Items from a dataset
++++++++

Issue #1644, opened 2023-02-23
Memory corruption in SymbolEnv during post-compilation traversal


MarkMcCulloh:
### Community Note

> Please vote by adding a 👍 reaction to the issue to help us prioritize.
> If you are interested to work on this issue, please leave a comment.

### I tried this:

In the language server, we introspect Scopes and occasionally must do lookups in Symbol environment. As-is, this usually works fine.

This is a scenario that does not work:

```
if true {
  print("duh");
}
```

### I expected this:

`print` is defined at the root scope and is available in the inner scope. We should be able to lookup `print` in the inner env because the symbol is available there.

### Instead, this happened:

The data pointed to by env.parent had been lost, causing it to either be corrupted or gone. This causes lookups in the inner scope to be take a long time or occasionally panic.

### Component:

Compiler, IDE Extension

monadabot:
Congrats! :rocket: This was released in [Wing 0.6.6](https://github.com/winglang/wing/releases/tag/v0.6.6).

PR #1646, opened 2023-02-23
fix: `visitor` for lsp and use user's `wing` binary in vscode

### LINKED ISSUE #1634: `while` is not highlighted as a keyword
### Community Note

### I tried this:

```js
bring cloud;

resource A {
  cache_hits: cloud.Counter;
  init() {
    this.cache_hits = new cloud.Counter();
  }
  inflight hits(): num {
    return this.cache_hits.peek();
  }
  inflight reset_cache() {
    while this.cache_hits.peek() > 0 {
      this.cache_hits.dec();
    }
  }
}
```

### I expected this:

`while` to be highlighted in the same color in my IDE as `bring` or `return`

### Instead, this happened:

Screenshot 2023-02-22 at 3 26 53 PM

`while` is a different color (using Wing VS Code extension)

### Component:

Compiler

### Wing Version:

0.5.65

### Node.js Version:

18.12.1

### Platform(s):

MacOS

### Anything else?

_No response_

MarkMcCulloh:
Main Changes:
- Added symbol visiting in base Visitor
  - **(?) Any perf concerns?** Most visitors in the compiler probably don't need this, but it's very useful for the lsp
- Deleted the other ad-hoc traversal for lsp, use Visitor instead
- Stop using npx for wing cli in vscode. It's slow/confusing and causes a disconnect between the local compiler and vscode
  - prompts added to aid the user in installing wing if not available

Misc:
- Removed RwLock from lsp. We are running the lsp single-threaded so there's no point.
- Cleaned up the tm grammar for vscode a little more
- Use .replace for refcell instead of pointer assignment, this seems to be the technically correct way to do what's happening there

Fixes #1634

Followups Created:
- https://github.com/winglang/wing/issues/1644


apps/vscode-wing/src/extension.ts
```diff
@@ -21,11 +26,62 @@ export async function activate(context: ExtensionContext) {
...
+                );
+              })
+              .catch((e) => {
+                void window.showErrorMessage(
+                  `Failed to install Wing v${extVersion}: ${e}`
+                );
+                wingBin = "npx";
+              });
+          }
+        );
```
Chriscbr, line 75: Extract this into a separate function like `interactiveWingInstall()`

apps/vscode-wing/src/extension.ts
```diff
@@ -21,11 +26,62 @@ export async function activate(context: ExtensionContext) {
...
-    : ["-y", "-q", `winglang@${context.extension.packageJSON.version}`, "lsp"];
+  const extVersion = context.extension.packageJSON.version;
+  const configuredWingBin = workspace
+    .getConfiguration(CFG_WING)
+    .get<string>(CFG_WING_BIN, "wing");
+  let wingBin = env.WING_BIN ?? configuredWingBin;
+
+  if (wingBin !== "npx") {
+    // check if wing is installed
+    const result = which.sync(wingBin, { nothrow: true });
```
Chriscbr, line 37: I'd consider extracting this one line into a function like `assertWingIsInstalled()` to avoid the need for the comment.

libs/wingc/src/lsp/document_symbols.rs
```diff
@@ -1,13 +1,154 @@
...
+impl DocumentSymbolVisitor {
+	pub fn new() -> Self {
+		Self {
+			document_symbols: vec![],
+		}
+	}
+}
+
+impl Visit<'_> for DocumentSymbolVisitor {
+	fn visit_stmt(&mut self, statement: &Stmt) {
```
Chriscbr, line 21: Cool use of the visitor 👍 Curious if based on the name it's possible to use the visit_symbol method you added, or if there's a reason it wasn't used here?

libs/wingc/src/lsp/hover.rs
```diff
@@ -27,45 +203,52 @@ pub unsafe extern "C" fn wingc_on_hover(ptr: u32, len: u32) -> u64 {
...
 		let parse_result = files.get(&params.text_document_position_params.text_document.uri.clone());
 		let parse_result = parse_result.unwrap();
 
 		let position = params.text_document_position_params.position;
 
 		let root_scope = &parse_result.scope;
-		let root_env_ref = root_scope.env.borrow();
-		let root_env = root_env_ref.as_ref().unwrap();
+		let root_env = root_scope.env.borrow();
+		let root_env = root_env.as_ref().unwrap();
```
Chriscbr, line 213:
```suggestion
		let root_env = root_env.as_ref().expect("All scopes should have a symbol environment");
```

libs/wingc/src/lsp/hover.rs
```diff
@@ -27,45 +203,52 @@ pub unsafe extern "C" fn wingc_on_hover(ptr: u32, len: u32) -> u64 {
...
 				} else {
 					None
 				}
 			});
 			let span = if let Some(_) = reference {
-				&expr.unwrap().span
+				&expr.expect("Missing type for expression").span
 			} else {
 				&symbol.span
 			};
```
Chriscbr, line 237: What is the reason for using the parent Expr's span instead of the symbol's span? (maybe consider adding a comment)

libs/wingc/src/lsp/hover.rs
```diff
@@ -76,7 +259,7 @@ pub fn on_hover<'a>(params: lsp_types::HoverParams) -> Option<Hover> {
```
Chriscbr, line 259: Maybe we can extract some of this into separate functions just to make the code a bit more self-documenting / reduce the amount of nesting. Here's a sketch of one way it could look:
```rust
if let Ok(symbol_lookup) = symbol_lookup {
  format_symbol_with_type_info(symbol_name, symbol_kind)
} else if let Some(reference) = reference {
  format_reference_symbol(symbol_name, reference)
} else {
  format_unknown_symbol(symbol_name)
}
```

libs/wingc/src/lsp/hover.rs
```diff
@@ -1,13 +1,189 @@
...
+			return;
+		}
+
+		// Handle situations where symbols are actually defined in inner scopes
+		match &node.kind {
+			StmtKind::ForLoop {
+				iterator,
+				iterable,
+				statements,
+			} => {
```
Chriscbr, line 72: Ah, I see why this is needed... I guess it has to do with the fact that this statement is introducing a new symbol, but that symbol isn't part of the parent scope like the visitor expects/wants in the general case. Feels like a modeling issue but I'm not quite sure how to fix it

libs/wingc/src/lsp/hover.rs
```diff
@@ -27,45 +203,52 @@ pub unsafe extern "C" fn wingc_on_hover(ptr: u32, len: u32) -> u64 {
 pub fn on_hover<'a>(params: lsp_types::HoverParams) -> Option<Hover> {
 	FILES.with(|files| {
 		let files = files.borrow();
-		let files = files.read().unwrap();
 		let parse_result = files.get(&params.text_document_position_params.text_document.uri.clone());
 		let parse_result = parse_result.unwrap();
```
Chriscbr, line 207: expect()

libs/wingc/src/lsp/document_symbols.rs
MarkMcCulloh: DocumentSymbol is more concerned about how symbols are introduced rather than every usage. Currently, I decided to only handle cases with statements, which are probably the most common way this happens right now.

libs/wingc/src/lsp/hover.rs
MarkMcCulloh: image
This is maybe controversial since TS and rust don't do this, but I kinda like that this highlights the entire relevant part of a reference rather than just the field.

I'll add a comment

libs/wingc/src/lsp/hover.rs
MarkMcCulloh: Agreed, I went over this whole part of the code again and I think it's a lot better now.

Chriscbr (approved):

++++++++

### TASK DETAILS
Exact repetition is required: return every record shown above.

### WRITTEN ANSWER
Issue #1644, opened 2023-02-23
Memory corruption in SymbolEnv during post-compilation traversal


MarkMcCulloh:
### Community Note

> Please vote by adding a 👍 reaction to the issue to help us prioritize.
> If you are interested to work on this issue, please leave a comment.

### I tried this:

In the language server, we introspect Scopes and occasionally must do lookups in Symbol environment. As-is, this usually works fine.

This is a scenario that does not work:

```
if true {
  print("duh");
}
```

### I expected this:

`print` is defined at the root scope and is available in the inner scope. We should be able to lookup `print` in the inner env because the symbol is available there.

### Instead, this happened:

The data pointed to by env.parent had been lost, causing it to either be corrupted or gone. This causes lookups in the inner scope to be take a long time or occasionally panic.

### Component:

Compiler, IDE Extension

monadabot:
Congrats! :rocket: This was released in [Wing 0.6.6](https://github.com/winglang/wing/releases/tag/v0.6.6).

PR #1646, opened 2023-02-23
fix: `visitor` for lsp and use user's `wing` binary in vscode

### LINKED ISSUE #1634: `while` is not highlighted as a keyword
### Community Note

### I tried this:

```js
bring cloud;

resource A {
  cache_hits: cloud.Counter;
  init() {
    this.cache_hits = new cloud.Counter();
  }
  inflight hits(): num {
    return this.cache_hits.peek();
  }
  inflight reset_cache() {
    while this.cache_hits.peek() > 0 {
      this.cache_hits.dec();
    }
  }
}
```

### I expected this:

`while` to be highlighted in the same color in my IDE as `bring` or `return`

### Instead, this happened:

Screenshot 2023-02-22 at 3 26 53 PM

`while` is a different color (using Wing VS Code extension)

### Component:

Compiler

### Wing Version:

0.5.65

### Node.js Version:

18.12.1

### Platform(s):

MacOS

### Anything else?

_No response_

MarkMcCulloh:
Main Changes:
- Added symbol visiting in base Visitor
  - **(?) Any perf concerns?** Most visitors in the compiler probably don't need this, but it's very useful for the lsp
- Deleted the other ad-hoc traversal for lsp, use Visitor instead
- Stop using npx for wing cli in vscode. It's slow/confusing and causes a disconnect between the local compiler and vscode
  - prompts added to aid the user in installing wing if not available

Misc:
- Removed RwLock from lsp. We are running the lsp single-threaded so there's no point.
- Cleaned up the tm grammar for vscode a little more
- Use .replace for refcell instead of pointer assignment, this seems to be the technically correct way to do what's happening there

Fixes #1634

Followups Created:
- https://github.com/winglang/wing/issues/1644


apps/vscode-wing/src/extension.ts
```diff
@@ -21,11 +26,62 @@ export async function activate(context: ExtensionContext) {
...
+                );
+              })
+              .catch((e) => {
+                void window.showErrorMessage(
+                  `Failed to install Wing v${extVersion}: ${e}`
+                );
+                wingBin = "npx";
+              });
+          }
+        );
```
Chriscbr, line 75: Extract this into a separate function like `interactiveWingInstall()`

apps/vscode-wing/src/extension.ts
```diff
@@ -21,11 +26,62 @@ export async function activate(context: ExtensionContext) {
...
-    : ["-y", "-q", `winglang@${context.extension.packageJSON.version}`, "lsp"];
+  const extVersion = context.extension.packageJSON.version;
+  const configuredWingBin = workspace
+    .getConfiguration(CFG_WING)
+    .get<string>(CFG_WING_BIN, "wing");
+  let wingBin = env.WING_BIN ?? configuredWingBin;
+
+  if (wingBin !== "npx") {
+    // check if wing is installed
+    const result = which.sync(wingBin, { nothrow: true });
```
Chriscbr, line 37: I'd consider extracting this one line into a function like `assertWingIsInstalled()` to avoid the need for the comment.

libs/wingc/src/lsp/document_symbols.rs
```diff
@@ -1,13 +1,154 @@
...
+impl DocumentSymbolVisitor {
+	pub fn new() -> Self {
+		Self {
+			document_symbols: vec![],
+		}
+	}
+}
+
+impl Visit<'_> for DocumentSymbolVisitor {
+	fn visit_stmt(&mut self, statement: &Stmt) {
```
Chriscbr, line 21: Cool use of the visitor 👍 Curious if based on the name it's possible to use the visit_symbol method you added, or if there's a reason it wasn't used here?

libs/wingc/src/lsp/hover.rs
```diff
@@ -27,45 +203,52 @@ pub unsafe extern "C" fn wingc_on_hover(ptr: u32, len: u32) -> u64 {
...
 		let parse_result = files.get(&params.text_document_position_params.text_document.uri.clone());
 		let parse_result = parse_result.unwrap();
 
 		let position = params.text_document_position_params.position;
 
 		let root_scope = &parse_result.scope;
-		let root_env_ref = root_scope.env.borrow();
-		let root_env = root_env_ref.as_ref().unwrap();
+		let root_env = root_scope.env.borrow();
+		let root_env = root_env.as_ref().unwrap();
```
Chriscbr, line 213:
```suggestion
		let root_env = root_env.as_ref().expect("All scopes should have a symbol environment");
```

libs/wingc/src/lsp/hover.rs
```diff
@@ -27,45 +203,52 @@ pub unsafe extern "C" fn wingc_on_hover(ptr: u32, len: u32) -> u64 {
...
 				} else {
 					None
 				}
 			});
 			let span = if let Some(_) = reference {
-				&expr.unwrap().span
+				&expr.expect("Missing type for expression").span
 			} else {
 				&symbol.span
 			};
```
Chriscbr, line 237: What is the reason for using the parent Expr's span instead of the symbol's span? (maybe consider adding a comment)

libs/wingc/src/lsp/hover.rs
```diff
@@ -76,7 +259,7 @@ pub fn on_hover<'a>(params: lsp_types::HoverParams) -> Option<Hover> {
```
Chriscbr, line 259: Maybe we can extract some of this into separate functions just to make the code a bit more self-documenting / reduce the amount of nesting. Here's a sketch of one way it could look:
```rust
if let Ok(symbol_lookup) = symbol_lookup {
  format_symbol_with_type_info(symbol_name, symbol_kind)
} else if let Some(reference) = reference {
  format_reference_symbol(symbol_name, reference)
} else {
  format_unknown_symbol(symbol_name)
}
```

libs/wingc/src/lsp/hover.rs
```diff
@@ -1,13 +1,189 @@
...
+			return;
+		}
+
+		// Handle situations where symbols are actually defined in inner scopes
+		match &node.kind {
+			StmtKind::ForLoop {
+				iterator,
+				iterable,
+				statements,
+			} => {
```
Chriscbr, line 72: Ah, I see why this is needed... I guess it has to do with the fact that this statement is introducing a new symbol, but that symbol isn't part of the parent scope like the visitor expects/wants in the general case. Feels like a modeling issue but I'm not quite sure how to fix it

libs/wingc/src/lsp/hover.rs
```diff
@@ -27,45 +203,52 @@ pub unsafe extern "C" fn wingc_on_hover(ptr: u32, len: u32) -> u64 {
 pub fn on_hover<'a>(params: lsp_types::HoverParams) -> Option<Hover> {
 	FILES.with(|files| {
 		let files = files.borrow();
-		let files = files.read().unwrap();
 		let parse_result = files.get(&params.text_document_position_params.text_document.uri.clone());
 		let parse_result = parse_result.unwrap();
```
Chriscbr, line 207: expect()

libs/wingc/src/lsp/document_symbols.rs
MarkMcCulloh: DocumentSymbol is more concerned about how symbols are introduced rather than every usage. Currently, I decided to only handle cases with statements, which are probably the most common way this happens right now.

libs/wingc/src/lsp/hover.rs
MarkMcCulloh: image
This is maybe controversial since TS and rust don't do this, but I kinda like that this highlights the entire relevant part of a reference rather than just the field.

I'll add a comment

libs/wingc/src/lsp/hover.rs
MarkMcCulloh: Agreed, I went over this whole part of the code again and I think it's a lot better now.

Chriscbr (approved):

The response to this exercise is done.